PR #1130, opened 2026-08-01
feat(custom): add Responses WebSocket v2 transport

ZacharyHu0:
## Summary

- add an explicit `responses_transport = http | websocket` contract for custom OpenAI-compatible Responses
- keep HTTP as the omission/default path; only explicit `websocket` opens Responses WebSocket v2
- reuse one persistent SDK connection, send a full canonical replay first, then use delta + `previous_response_id` only for a proven strict-prefix continuation
- report unsupported/rejected WebSocket handshakes clearly and never silently fall back to HTTP

## Follow-up protocol and diagnostics fix

Commit [`4f20a262`](https://github.com/Lingtai-AI/lingtai-kernel/pull/1130/commits/4f20a262db795f0faf0ddb346c626dc291e6460a) is a fix on top of the original WebSocket implementation:

- omit the HTTP-only `stream` field from WebSocket `response.create` frames, including when it appears in extra request kwargs
- read provider error fields from both OpenAI SDK objects and mapping/dict payloads
- preserve bounded, single-line `status`/`code`/`type`/`param`/`message` and WebSocket close code/reason diagnostics
- retain the existing replay-safety boundary: only a first-event failure without a continuation id is retried once; established continuations and visible partial output are not blindly resent
- keep the explicit no-HTTP-fallback behavior

This follow-up was prompted by testing against a custom sub2api endpoint. The endpoint intermittently closes otherwise valid standard frames with `1011 upstream websocket proxy failed`; that instability remains upstream, while this fix makes LingTai protocol-conformant and preserves the real upstream failure instead of collapsing it into a generic message.

Follow-up validation: 33 dedicated WebSocket/schema/registry tests and 106 related OpenAI/Responses regression tests passed; Ruff, compileall, docs governance, and `git diff --check` passed.

## Trigger and patch behavior

This feature is accepted only for:

```json
{
  "provider": "custom",
  "api_compat": "openai",
  "wire_api": "responses",
  "responses_transport": "websocket"
}
```

- **Field omitted or `http`:** preserves the existing HTTP Responses path and never calls `responses.connect()`.
- **Explicit `websocket`:** uses `openai[realtime]>=2.22.0`, the Responses WebSocket v2 beta header, and a persistent connection.
- **Unsupported/rejected handshake:** HTTP 400/403/404/405/406/410/426/501 raises an actionable error naming only the configured host and tells the operator to select HTTP.
- **Authentication/network failure:** 401 and non-status network failures remain request errors, not false “unsupported” reports.
- **Expired continuation:** an explicit missing/expired `previous_response_id` rebuilds once from full canonical history.
- **Retry boundary:** a request without a continuation id may reconnect/resend once; an established continuation is not blindly resent. Visible partial streams are terminal-marked to avoid duplicate output.
- **Reset:** closes the socket and clears remote chain state while preserving canonical conversation history.

The schema, preset loader, provider-default builder, registry, and custom adapter all enforce/forward the same exact scope. Official OpenAI and Codex paths do not receive this custom transport option.

## Validation

- [x] affected pytest sweep: **322 passed**, including 30 dedicated WebSocket/schema/registry cases
- [x] Ruff on all changed Python source and the new test file
- [x] `python -m compileall -q src/lingtai`
- [x] `python scripts/check_docs_governance.py --check` — 305 documents plus `docs.yaml`
- [x] `git diff --check`
- [x] real-upstream smoke: one compatible endpoint completed single- and two-turn WS sessions; one rejecting endpoint returned the explicit unsupported/rejected message with no HTTP fallback

## Notes

- Base: `fe644d069c68e5417f05ab35d8f2904ceee75123`.
- This PR does **not** include the custom reasoning-effort feature or its UI.
- It does **not** restore local context-overflow, timeout/watchdog, worker, `/clear`, or WS-to-HTTP fallback patches.
- The only added `thinking_tokens` reference is response usage accounting, not reasoning configuration.
- A broader architecture composite still has unrelated baseline failures involving a missing supervisor file, the temporary MCP API version, and a stale Anatomy citation anchor; changed-area governance passes.
- Logs/examples contain no credentials or private paths.

## Companion PR

- TUI transport selector: https://github.com/Lingtai-AI/lingtai/pull/779


ZacharyHu0:
Follow-up fix pushed in [`4f20a262`](https://github.com/Lingtai-AI/lingtai-kernel/pull/1130/commits/4f20a262db795f0faf0ddb346c626dc291e6460a).

This fixes two LingTai-side issues found while testing the custom Responses WebSocket path against Jihu:

1. WebSocket `response.create` no longer includes the HTTP-only `stream` field required to be omitted by the WS v2 protocol.
2. Error handling now supports both SDK objects and mapping/dict payloads and retains bounded close diagnostics, so a server close such as `1011 upstream websocket proxy failed` is visible instead of becoming a generic error.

* Goal of the exercise *
Each record above must be given again exactly.

* Written solution *
PR #1130, opened 2026-08-01
feat(custom): add Responses WebSocket v2 transport

ZacharyHu0:
## Summary

- add an explicit `responses_transport = http | websocket` contract for custom OpenAI-compatible Responses
- keep HTTP as the omission/default path; only explicit `websocket` opens Responses WebSocket v2
- reuse one persistent SDK connection, send a full canonical replay first, then use delta + `previous_response_id` only for a proven strict-prefix continuation
- report unsupported/rejected WebSocket handshakes clearly and never silently fall back to HTTP

## Follow-up protocol and diagnostics fix

Commit [`4f20a262`](https://github.com/Lingtai-AI/lingtai-kernel/pull/1130/commits/4f20a262db795f0faf0ddb346c626dc291e6460a) is a fix on top of the original WebSocket implementation:

- omit the HTTP-only `stream` field from WebSocket `response.create` frames, including when it appears in extra request kwargs
- read provider error fields from both OpenAI SDK objects and mapping/dict payloads
- preserve bounded, single-line `status`/`code`/`type`/`param`/`message` and WebSocket close code/reason diagnostics
- retain the existing replay-safety boundary: only a first-event failure without a continuation id is retried once; established continuations and visible partial output are not blindly resent
- keep the explicit no-HTTP-fallback behavior

This follow-up was prompted by testing against a custom sub2api endpoint. The endpoint intermittently closes otherwise valid standard frames with `1011 upstream websocket proxy failed`; that instability remains upstream, while this fix makes LingTai protocol-conformant and preserves the real upstream failure instead of collapsing it into a generic message.

Follow-up validation: 33 dedicated WebSocket/schema/registry tests and 106 related OpenAI/Responses regression tests passed; Ruff, compileall, docs governance, and `git diff --check` passed.

## Trigger and patch behavior

This feature is accepted only for:

```json
{
  "provider": "custom",
  "api_compat": "openai",
  "wire_api": "responses",
  "responses_transport": "websocket"
}
```

- **Field omitted or `http`:** preserves the existing HTTP Responses path and never calls `responses.connect()`.
- **Explicit `websocket`:** uses `openai[realtime]>=2.22.0`, the Responses WebSocket v2 beta header, and a persistent connection.
- **Unsupported/rejected handshake:** HTTP 400/403/404/405/406/410/426/501 raises an actionable error naming only the configured host and tells the operator to select HTTP.
- **Authentication/network failure:** 401 and non-status network failures remain request errors, not false “unsupported” reports.
- **Expired continuation:** an explicit missing/expired `previous_response_id` rebuilds once from full canonical history.
- **Retry boundary:** a request without a continuation id may reconnect/resend once; an established continuation is not blindly resent. Visible partial streams are terminal-marked to avoid duplicate output.
- **Reset:** closes the socket and clears remote chain state while preserving canonical conversation history.

The schema, preset loader, provider-default builder, registry, and custom adapter all enforce/forward the same exact scope. Official OpenAI and Codex paths do not receive this custom transport option.

## Validation

- [x] affected pytest sweep: **322 passed**, including 30 dedicated WebSocket/schema/registry cases
- [x] Ruff on all changed Python source and the new test file
- [x] `python -m compileall -q src/lingtai`
- [x] `python scripts/check_docs_governance.py --check` — 305 documents plus `docs.yaml`
- [x] `git diff --check`
- [x] real-upstream smoke: one compatible endpoint completed single- and two-turn WS sessions; one rejecting endpoint returned the explicit unsupported/rejected message with no HTTP fallback

## Notes

- Base: `fe644d069c68e5417f05ab35d8f2904ceee75123`.
- This PR does **not** include the custom reasoning-effort feature or its UI.
- It does **not** restore local context-overflow, timeout/watchdog, worker, `/clear`, or WS-to-HTTP fallback patches.
- The only added `thinking_tokens` reference is response usage accounting, not reasoning configuration.
- A broader architecture composite still has unrelated baseline failures involving a missing supervisor file, the temporary MCP API version, and a stale Anatomy citation anchor; changed-area governance passes.
- Logs/examples contain no credentials or private paths.

## Companion PR

- TUI transport selector: https://github.com/Lingtai-AI/lingtai/pull/779


ZacharyHu0:
Follow-up fix pushed in [`4f20a262`](https://github.com/Lingtai-AI/lingtai-kernel/pull/1130/commits/4f20a262db795f0faf0ddb346c626dc291e6460a).

This fixes two LingTai-side issues found while testing the custom Responses WebSocket path against Jihu:

1. WebSocket `response.create` no longer includes the HTTP-only `stream` field required to be omitted by the WS v2 protocol.
2. Error handling now supports both SDK objects and mapping/dict payloads and retains bounded close diagnostics, so a server close such as `1011 upstream websocket proxy failed` is visible instead of becoming a generic error.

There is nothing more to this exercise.